Dr. Lonny R. Levin is a Professor of Pharmacology at Weill Cornell Medicine, New York, NY, USA.
In 1999 in collaboration with Dr. Jochen Buck, he purified and cloned mammalian soluble adenylyl cyclase (sAC, ADCY10). Together they demonstrated that sAC activity is directly regulated by bicarbonate ions and functions as a biological sensor for carbon dioxide, bicarbonate, and pH. By 2000, Drs. Levin and Buck merged their research programs into a single program studying sAC biology. Their combined laboratory developed the most widely used genetic, pharmacologic, and immunologic reagents for studying sAC. In 2005, they demonstrated genetically and pharmacologically that sAC in sperm is essential for male fertility, and in 2014, in collaboration with Dr. Clemens Steegborn, they structurally and biochemically elucidated its mechanism of bicarbonate regulation. Most recently, in concert with Dr. Steegborn and Dr. Peter T. Meinke and his team at TDI, Drs. Levin and Buck designed, developed, and leveraged potent and drug-like sAC inhibitors to establish the revolutionary paradigm of on-demand contraception in males.
For his PhD at Cold Spring Harbor Laboratory, Dr.
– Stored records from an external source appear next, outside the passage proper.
Issue #7337, opened 2021-11-14
Splatoon 2 Octo Expansion Level 4: Roll Out Station not Beatable


DavidBeh:
I am not able to roll on the wall after the 3rd dash track up.
The ball slides down the wall into the void leaving a ink trail behind.

Version: 809
[yuzu_log.txt](https://github.com/yuzu-emu/yuzu/files/7534618/yuzu_log_splatoonbug.txt)

lat9nq:
I am able to reproduce this issue on RADV only on Mainline 910. I do not have hardware to test the latest AMDVLK with, which the original issue was made with. This looks to be local to Vulkan on AMD devices.

I can complete Station A04 with NVIDIA's OpenGL and Vulkan drivers, as well as RadeonSI, iris, and ANV.

benderscruffy:
Is this still an issue ??

Issue #4982, opened 2020-11-24
Splatoon 2 Ink bug


VasyaPupkins:
Im using Yuzu EA 1144, but this bug exists for long time and still not fixed.
Some surfaces clean or inked is behaving like there is enemy ink on it. Even if i cover it with my ink. Some levels unplayable because of it. Tryed every possible settings but it not helps. In other emulator (ryujinx) this game runs without any issues.
Look at screenshots, hope it explains what im trying to say. You can face this problem in Sector 2, Sector 2 Level 6, Sector 3 Level 14:

![splatoon2-ink-bug-sector2-clean-plate](https://user-images.githubusercontent.com/74937848/100052197-860b4600-2e71-11eb-858c-9d5bd4832016.png)
![splatoon2-ink-bug-sector2-inked-plate](https://user-images.githubusercontent.com/74937848/100052321-c5399700-2e71-11eb-8820-637bfb97355c.png)
![splatoon2-ink-bug-sector3-level14](https://user-images.githubusercontent.com/74937848/100052432-0f227d00-2e72-11eb-9535-449c1310c501.png)

Here is log file:
[yuzu_log.txt](https://github.com/yuzu-emu/yuzu/files/5587606/yuzu_log.txt)

slashiee:
I'm unable to replicate this issue.
<img width="961" alt="2020-11-23_22-19-07_yuzu" src="https://user-images.githubusercontent.com/15317421/100056091-e6e73f80-2dd9-11eb-9ebe-44761b30da37.png">

Tabby4675:
For me, it happened after beating Level 1 of Sector 1, the whole Hub world acted as covered in enemy ink, but my ink worked just fine.

Try restarting the emulator after you've compiled the shaders (use disk shader cache) and see if the problem persists, since the problem only happened to me the first time around and fixed after a restart of the emulator.

funtimeandrefoxy:
This error also happens to me when I use vulkan.

PeachMangoes:
This issue is still occurring exactly as the author says. I'm using yuzu 580 with Splatoon 2 v5.4.0.

VasyaPupkins:
> 
> 
> I'm unable to replicate this issue.
> 



> 
> 
> For me, it happened after beating Level 1 of Sector 1, the whole Hub world acted as covered in enemy ink, but my ink worked just fine.
> 
[...]

PR #7884, opened 2022-02-12
Vulkan Rasterizer: Move counter updates just before the draw.

FernandoS27:
Fixes Splatoon 2 Ink when there's multiple floors on Vulkan.

Long story short: there were empty queries continuously created due to "OutOfRenderPass" operations on the scheduler, causing counters to be filled with nothing.

### DIFF
--- a/src/video_core/renderer_vulkan/vk_rasterizer.cpp
+++ b/src/video_core/renderer_vulkan/vk_rasterizer.cpp
@@ -183,8 +183,6 @@ void RasterizerVulkan::Draw(bool is_indexed, bool is_instanced) {
     SCOPE_EXIT({ gpu.TickWork(); });
     FlushWork();
 
-    query_cache.UpdateCounters();
-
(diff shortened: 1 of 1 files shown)


lat9nq:
This PR alone does not fix #7337 or #4982

From my testing, neither NVIDIA Vulkan/Maxwell v2 nor ANV/RKL are affected (they do not have the issue in the first place). 

RADV/GCN 3.0 and NVIDIA Vulkan/Kepler are affected. I heard from other members that NVIDIA Vulkan/Turing is also affected.

funtimeandrefoxy:
It remains the same for me both for my pc of these specs (see image) and for my pc intel hd graphcis 520.
Also this bug behaves differently for both pcs.
And I think there are all sorts of bugs related to paint like for example surfaces that I can walk in squid mode even though there's no paint there or I can't climb walls even though there's paint there.
This correction may have given some results but it did not correct the problems that continued to have.
image

FernandoS27:
hmn, likely it seemed fixed.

Levin studied the cAMP signaling pathway and regulation of Protein Kinase A (PKA). During his post-doctoral training, as a Howard Hughes Fellow at Johns Hopkins School of Medicine, he cloned and characterized the Rutabaga adenylyl cyclase integral for learning and memory formation in Drosophila melanogaster. He started as a faculty member at Weill Cornell Medicine in 1994, where he soon began his long-term collaboration with Dr. Jochen Buck.